[Exercise prompt]: Only the lines from the first line of the material below to the line containing "self.save(y)", inclusive, should be copied, each exactly as written.

****************************************

PR #328, opened 2023-11-12
Refactor adjoint: minor fixes to adjoint solver [1/4]

pierreguilmin:
This is the first of a stack of PR that aims at clarifying and re-organising the ODE solvers code, notably the part related to the adjoint.

**This PR**: A bunch of minor fixes, to read commit by commit, notably:
- 6093471b2f48949b5a926c18db797055263dda5a > `AdjointAutograd` needs `odefun_backward` and `odefun_adjoint` which are not defined by the `solver` class in use
- ef1bd35281271aa3f66b07eea733cab77b4069ac > @abocquet why did we add this? in any case if we want to add it back, this should happen as upstream as possible in the code, i.e. directly in the options class

We slowly start moving things around to make a smooth transition to the new code.

### DIFF
--- a/dynamiqs/mesolve/mesolve.py
+++ b/dynamiqs/mesolve/mesolve.py
@@ -182,11 +182,11 @@ def mesolve(
     jump_ops = to_tensor(jump_ops, dtype=options.cdtype, device=options.device)
 
     # convert tsave to a tensor
-    tsave = to_tensor(tsave, dtype=options.rdtype, device=options.device)
+    tsave = to_tensor(tsave, dtype=options.rdtype, device='cpu')
     check_time_tensor(tsave, arg_name='tsave')
 
     # define the solver
-    tmeas = torch.empty(0, dtype=options.rdtype, device=options.device)
+    tmeas = torch.empty(0, dtype=options.rdtype, device='cpu')
     solver = SOLVER_CLASS(H, rho0, tsave, tmeas, exp_ops, options, jump_ops=jump_ops)
 
     # compute the result
--- a/dynamiqs/solvers/ode/adaptive_solver.py
+++ b/dynamiqs/solvers/ode/adaptive_solver.py
@@ -51,7 +51,7 @@ class AdaptiveSolver(AutogradSolver):
         `self.tstop`."""
 
         # initialize the progress bar
-        self.pbar = tqdm(total=self.tstop[-1].item(), disable=not self.options.verbose)
+        self.pbar = tqdm(total=self.tstop[-1], disable=not self.options.verbose)
 
         # initialize the step counter
         self.step_counter = 0
@@ -63,7 +63,7 @@ class AdaptiveSolver(AutogradSolver):
 
         # run the ODE routine
         t, y, ft = self.t0, self.y0, f0
-        for tnext in self.tstop.cpu().numpy():
+        for tnext in self.tstop:
             y, ft, dt, error = self.integrate(t, tnext, y, ft, dt, error)
             self.save(y)
             t = tnext
--- a/dynamiqs/solvers/ode/adaptive_solver.py
+++ b/dynamiqs/solvers/ode/adaptive_solver.py
@@ -23,6 +23,15 @@ class AdaptiveSolver(AutogradSolver):
         Series in Computational Mathematics.
     """
 
+    def __init__(self, *args):
+        super().__init__(*args)
+
+        # initialize the progress bar
+        self.pbar = tqdm(total=self.tstop[-1], disable=not self.options.verbose)
+
+        # initialize the step counter
+        self.step_counter = 0
+
     @property
     @abstractmethod
     def order(self) -> int:
@@ -49,12 +58,6 @@ class AdaptiveSolver(AutogradSolver):
         """Integrates the ODE forward from time `self.t0` to time `self.tstop[-1]`
         starting from initial state `self.y0`, and save the state for each time in
         `self.tstop`."""
-
-        # initialize the progress bar
-        self.pbar = tqdm(total=self.tstop[-1], disable=not self.options.verbose)
-
-        # initialize the step counter
-        self.step_counter = 0
 
         # initialize the ODE routine
         f0 = self.odefun(self.t0, self.y0)
--- a/dynamiqs/solvers/ode/adaptive_solver.py
+++ b/dynamiqs/solvers/ode/adaptive_solver.py
@@ -168,6 +168,17 @@ class AdaptiveSolver(AutogradSolver):
 
 
 class AdjointAdaptiveSolver(AdaptiveSolver, AdjointSolver):
+    @abstractmethod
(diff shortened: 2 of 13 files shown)


dynamiqs/solvers/ode/adaptive_solver.py
```diff
@@ -14,18 +14,46 @@
...
+        Series in Computational Mathematics.
+    """
+
+    @property
+    @abstractmethod
+    def order(self) -> int:
+        pass
+
+    @property
+    @abstractmethod
```
gautierronan, line 41: I think `tableau` should not be an abstract method of `AdaptiveSolver`. In principle, we should have `AdaptiveSolver` -> `RungeKutta` -> DormandPrince5` and then we could have `tableau` an abstract method of `RungeKutta`. For now we have a single adaptive method, and the next ones will also be Runge Kuttas with Butcher tableaus. But we could also have Adaptive Solvers without Butcher tableaus.

gautierronan, line 41: I think `tableau` should not be an abstract method of `AdaptiveSolver`. In principle, we should have `AdaptiveSolver` -> `RungeKutta` -> DormandPrince5` and then we could have `tableau` an abstract method of `RungeKutta`. For now we have a single adaptive method, and the next ones will also be Runge Kuttas with Butcher tableaus. But we could also have Adaptive Solvers without Butcher tableaus.

dynamiqs/solvers/ode/adaptive_solver.py
```diff
@@ -168,15 +172,22 @@ def update_tstep(self, dt: float, error: float) -> float:
 
 
 class AdjointAdaptiveSolver(AdaptiveSolver, AdjointSolver):
+    """Integrate an augmented ODE of the form $(1) dy / dt = fy(y, t),
+    $(2) da / dt = fa(a, y)$ in backward time with initial condition $y(t_0)$ using an
```
gautierronan, line 179: "reverse" time and not "backward".

dynamiqs/solvers/ode/fixed_solver.py
```diff
@@ -56,36 +65,44 @@ def run_autograd(self):
...
         for t in times[:-1].cpu().numpy():
             y = self.forward(t, y)
             self.pbar.update(self.dt)
 
         return y
 
+
+class AdjointFixedSolver(FixedSolver, AdjointSolver):
+    """Integrate an augmented ODE of the form $(1) dy / dt = fy(y, t)$ and
+    $(2) da / dt = fa(a, y)$ in backward time with initial condition $y(t_0)$ using a
```
gautierronan, line 91: Same here: "reverse time"

dynamiqs/solvers/ode/fixed_solver.py
```diff
@@ -31,14 +31,8 @@ class FixedSolver(AutogradSolver):
...
         super().__init__(*args)
+
         self.dt = self.options.dt
-        if isinstance(self.dt, Tensor):
-            if self.dt.numel() == 1:
-                self.dt = self.dt.item()
-            else:
-                raise ValueError(
-                    f'`dt` should be a number or a 0-d tensor, but is {self.dt}.'
-                )
```
gautierronan: We indeed need to check that `dt` is a float, and not a Tensor. Otherwise this was creating a bug somewhere in the adjoint (forgot where) and also it respects the required typing.

`dt` is a Tensor for instance if you pass:
```python
dq.solver.Rouchon(dt=tsave[1]-tsave[0])
```

Can you add back the conversion from 0-D Tensor to float where you think it's appropriate? (in the options class maybe).

dynamiqs/mesolve/mesolve.py
```diff
@@ -182,11 +182,11 @@ def mesolve(
     jump_ops = to_tensor(jump_ops, dtype=options.cdtype, device=options.device)
 
     # convert tsave to a tensor
-    tsave = to_tensor(tsave, dtype=options.rdtype, device=options.device)
+    tsave = to_tensor(tsave, dtype=options.rdtype, device='cpu')
```
gautierronan, line 185: Since we use `tsave` as a numpy array (in order to keep floats everywhere), shouldn't we convert it to a numpy array from the get-go, instead of calling `.numpy()` slightly later in the code? 

Or otherwise we can move `tsave` to the GPU and never call `.cpu.numpy()`. This was my preferred solution and still is, from this debate we had some time ago. Just mentionning it in case you changed your mind.

gautierronan (changes requested):
Really great PR. Lots of useful changes. Some minor comments below.

dynamiqs/solvers/ode/adaptive_solver.py
pierreguilmin: Fixed in #331. 👍

dynamiqs/solvers/ode/adaptive_solver.py
pierreguilmin: Nice remark 👌 I didn't add the `abstractmethod` here, it was there before, let me write your comment down to fix in an independent PR later, and introduce an `AdaptiveRungeKutta` class.

dynamiqs/solvers/ode/fixed_solver.py
pierreguilmin: Ok, I add it back. Do we really need to check that it's a 0-D tensor with one element? It seems a bit far fetched that someone would put a 1d tensor for dt no?

I propose to add in the options
```diff
class _ODEFixedStep(Solver):
    SUPPORTED_GRADIENT = (Autograd,)

    def __init__(self, *, dt: float):
+        # convert dt because it's common to pass a 0-D tensor instead of a float
+        if isinstance(dt, Tensor):
+            dt = dt.item()
        self.dt = dt
```

dynamiqs/solvers/ode/adaptive_solver.py
gautierronan: Indeed ! Probably from me actually !

dynamiqs/mesolve/mesolve.py
pierreguilmin: Yes we should, I was just lazy to recode the following line `check_time_tensor` for NumPy arrays.

> Or otherwise we can move tsave to the GPU and never call .cpu.numpy(). This was my preferred solution and still is, from this debate we had some time ago. Just mentionning it in case you changed your mind.
Let me think about it, I propose to keep this aside for now and choose either fix later (make times Tensor everywhere, or convert to numpy directly).

dynamiqs/solvers/ode/fixed_solver.py
gautierronan: Indeed, as long as `dt.item()` works (and it should for N-D tensors as long as they have 1 element), it's good.

dynamiqs/mesolve/mesolve.py
gautierronan: Sound good !

gautierronan (approved):

PR #329, opened 2023-11-12
Refactor adjoint: add base ODE solver class [2/4]

pierreguilmin:
The _integrate_ abstraction is great, but was not pushed further for the fwd pass. It's funny because it was pushed to the end for the adjoint backward pass (with `integrate_augmented`). We just write a proper base class for the ODE solvers to abstract this properly, now the _integrate_ logic is exactly the same for the fwd and bwd pass. Next PR will fix the bwd _integrate_ abstraction which is a bit clunky with the current code.


gautierronan (approved):
Looks good !

PR #1103, opened 2026-06-05
Add a benchmark suite for Dynamiqs solvers

### LINKED ISSUE #1083: unitaryHACK - Build a benchmark suite for Dynamiqs solvers

slopesque:
# State of the feature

****************************************

[Task result]:
PR #328, opened 2023-11-12
Refactor adjoint: minor fixes to adjoint solver [1/4]

pierreguilmin:
This is the first of a stack of PR that aims at clarifying and re-organising the ODE solvers code, notably the part related to the adjoint.

**This PR**: A bunch of minor fixes, to read commit by commit, notably:
- 6093471b2f48949b5a926c18db797055263dda5a > `AdjointAutograd` needs `odefun_backward` and `odefun_adjoint` which are not defined by the `solver` class in use
- ef1bd35281271aa3f66b07eea733cab77b4069ac > @abocquet why did we add this? in any case if we want to add it back, this should happen as upstream as possible in the code, i.e. directly in the options class

We slowly start moving things around to make a smooth transition to the new code.

### DIFF
--- a/dynamiqs/mesolve/mesolve.py
+++ b/dynamiqs/mesolve/mesolve.py
@@ -182,11 +182,11 @@ def mesolve(
     jump_ops = to_tensor(jump_ops, dtype=options.cdtype, device=options.device)
 
     # convert tsave to a tensor
-    tsave = to_tensor(tsave, dtype=options.rdtype, device=options.device)
+    tsave = to_tensor(tsave, dtype=options.rdtype, device='cpu')
     check_time_tensor(tsave, arg_name='tsave')
 
     # define the solver
-    tmeas = torch.empty(0, dtype=options.rdtype, device=options.device)
+    tmeas = torch.empty(0, dtype=options.rdtype, device='cpu')
     solver = SOLVER_CLASS(H, rho0, tsave, tmeas, exp_ops, options, jump_ops=jump_ops)
 
     # compute the result
--- a/dynamiqs/solvers/ode/adaptive_solver.py
+++ b/dynamiqs/solvers/ode/adaptive_solver.py
@@ -51,7 +51,7 @@ class AdaptiveSolver(AutogradSolver):
         `self.tstop`."""
 
         # initialize the progress bar
-        self.pbar = tqdm(total=self.tstop[-1].item(), disable=not self.options.verbose)
+        self.pbar = tqdm(total=self.tstop[-1], disable=not self.options.verbose)
 
         # initialize the step counter
         self.step_counter = 0
@@ -63,7 +63,7 @@ class AdaptiveSolver(AutogradSolver):
 
         # run the ODE routine
         t, y, ft = self.t0, self.y0, f0
-        for tnext in self.tstop.cpu().numpy():
+        for tnext in self.tstop:
             y, ft, dt, error = self.integrate(t, tnext, y, ft, dt, error)
             self.save(y)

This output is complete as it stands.